One of the primary application of the NLP is to extract Topics from the large contextual volume of raw data. Some most common example of the large contextual volume of raw data can be social media, customers review of movies, products, hotels etc. user feedbacks, textual-news, customer’s complaint email.Comprehending what individuals are discussing and understanding their issues and sentiments is exceptionally significant to organizations, overseers, political battles. Furthermore, it's extremely difficult to physically peruse such enormous volumes and aggregate the subjects.

We will be using Gensim python library for the Latent Dirichlet Allocation algorithm for our topic extraction.


We will be needing following libraries for this task with Python3.6 

  1. Nltk
  2. Spacy
  3. Gensim
  4. Re
  5. pyLDAvis
  6. Matplotlib
  7. Numpy
  8. Pandas

Install these libraries with pip.

Let's import the libraries.

# Run in python console
import nltk; nltk.download('stopwords')

# Run in terminal or command prompt
python3 -m spacy download en

import re
import numpy as np
import pandas as pd
from pprint import pprint

# Gensim
import gensim
import gensim.corpora as corpora
from gensim.utils import simple_preprocess
from gensim.models import CoherenceModel

# spacy for lemmatization
import spacy

# Plotting tools
import pyLDAvis
import pyLDAvis.gensim 
import matplotlib.pyplot as plt
%matplotlib inline

Prepare Stopwords

from nltk.corpus import stopwords
stop_words = stopwords.words('english')

Import DataSet

Note: We are using here Amazon Mobile Dataset which you can download from here. I have unzipped and renamed the file as 'mobile.csv' for better handling.

df = pd.read_json('mobile.csv')

Remove unwanted character's, numbers and symbols.

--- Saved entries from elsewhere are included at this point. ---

Issue #148, opened 2015-08-11
No MaxRetries field in FailoverOptions struct


arnaudbriche:
HI,

I noticed that there is a MaxRetries field in the Options struct, but not in the FailoverOptions.
Is this deliberate ? And if so, could you explain why you choose to not implement auto-retry with
a failover client ?

vmihailenco:
Hi,

Sorry, I missed this issue.

`MaxRetries` was added after `FailoverClient`, so this is simply an overlook. Also you probably have to use new `ClusterClient` with Redis Cluster, which supports `MaxRedirects` option.

PR #154, opened 2015-08-24
Add MaxRetries to FailoverOptions

arnaudbriche:
To follow on https://github.com/go-redis/redis/issues/148, my use case does'nt allow me to make use of redis cluster, so I make this small PR to fix my issue.


vmihailenco:
Thanks.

df['Reviews'] = df['Reviews'].str.replace("[^a-zA-Z#]", " ")

Remove Stopwords

def remove_stopwords(docs):
    docs_new = " ".join([i for i in docs if i not in stop_words])
    return docs_new

reviews = [remove_stopwords(docs.split()) for docs in df['Reviews']]

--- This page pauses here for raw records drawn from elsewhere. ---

PR #1150, opened 2019-09-03
Remove go.mod and go.sum

### LINKED ISSUE #1149: version 6.15.3+ is not usable with Go modules
I'm opening a new issue, because the problem is slightly different.

Before v6.15.2, the repository didn't use Go module, but it was usable in a project using Go modules.
Since v6.15.3, the repository contains a `go.mod` file that doesn't respect the Go module rules.
Since Go 1.13, the Go module rules are stricter.
You can't install anymore v6.15.3 and v6.15.4 with Go 1.13 (FYI it will be released very soon)
I've opened an issue about this https://github.com/golang/go/issues/34005 and they confirmed that the issue is on go-redis side.

I see a simple solution: remove entirely the Go module support from v6, and release a new tag v6.15.5.

It seems that v7 is using the Go module correctly, but it's still in beta.

WDYT ?

pierrre:
v6 branch is not compatible with Go module, and causes issue with Go 1.13.
The simplest solution is to remove the module support.

v7 will have correct module support.

Fixes #1149


pierrre:
I was waiting for the build :smile: 
https://travis-ci.org/go-redis/redis/builds/580261879

vmihailenco:
Thanks. Tagged v6.15.5

pierrre:
Thank you !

Change reviews to lowercase.

reviews = [revs.lower() for revs in reviews]

Tokenize the reviews.

tokenized_reviews = pd.Series(reviews).apply(lambda x: x.split())

Lemmatize the tokenized reviews

def lemmatize(docs, tags=['NOUN', 'ADJ']): 
       lemmatize_Reviews = []
       for text in docs:
             joined_doc = nlp(" ".join(text)) 
             lemmatize_Reviews.append([token.lemma_ for token in joined_doc if token.pos_ in tags])
       return lemmatize_Reviews

lemmatized_reviews = lemmatization(tokenized_reviews)

Building the LDA model.

dictionary = corpora.Dictionary(lemmatized_reviews)

doc_term_matrix = [dictionary.doc2bow(lemma) for lemma in lemmatized_reviews]

LDA = gensim.models.ldamodel.LdaModel

# Build LDA model
lda = LDA(corpus=doc_term_matrix, id2word=dictionary, num_topics=5, random_state=42,
                chunksize=500, passes=20)

View the output of the Model.


Model Output: 

Here we can see the 2nd topic has keywords 'charge','battery','charger' so we can say that this topic is regarding the Mobile Charge.

Visualize the Topics from the Model. 

topicModel = pyLDAvis.gensim.prepare(lda, doc_term_matrix, dictionary)

That's All for now. See you in next. Thanks for reading.